Begin at the line containing "showcase gif updated" in the data below and go on through the line containing "I think it would", repeating each line exactly; include both ends and no other line.

═══ GIVEN INFORMATION

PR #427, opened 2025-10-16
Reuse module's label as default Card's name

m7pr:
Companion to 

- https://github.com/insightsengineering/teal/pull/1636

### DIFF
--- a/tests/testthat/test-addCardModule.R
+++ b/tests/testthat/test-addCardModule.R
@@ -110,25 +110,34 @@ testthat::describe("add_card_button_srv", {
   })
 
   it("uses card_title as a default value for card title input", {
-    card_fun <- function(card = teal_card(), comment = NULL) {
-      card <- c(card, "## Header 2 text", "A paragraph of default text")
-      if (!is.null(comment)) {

══════
═══ GIVEN INFORMATION

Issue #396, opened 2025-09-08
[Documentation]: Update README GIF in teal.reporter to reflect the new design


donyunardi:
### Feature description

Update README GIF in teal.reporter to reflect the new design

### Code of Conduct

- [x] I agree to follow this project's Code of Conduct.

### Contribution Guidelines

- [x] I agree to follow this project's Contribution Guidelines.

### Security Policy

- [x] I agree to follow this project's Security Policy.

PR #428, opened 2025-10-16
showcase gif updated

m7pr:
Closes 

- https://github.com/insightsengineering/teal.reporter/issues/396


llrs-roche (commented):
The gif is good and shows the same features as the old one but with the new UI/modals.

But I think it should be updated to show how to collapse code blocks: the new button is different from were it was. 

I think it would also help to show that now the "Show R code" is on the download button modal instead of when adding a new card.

══════

▶ **EXPECTED OUTPUT**:
showcase gif updated

m7pr:
Closes 

- https://github.com/insightsengineering/teal.reporter/issues/396


llrs-roche (commented):
The gif is good and shows the same features as the old one but with the new UI/modals.

But I think it should be updated to show how to collapse code blocks: the new button is different from were it was. 

I think it would also help to show that now the "Show R code" is on the download button modal instead of when adding a new card.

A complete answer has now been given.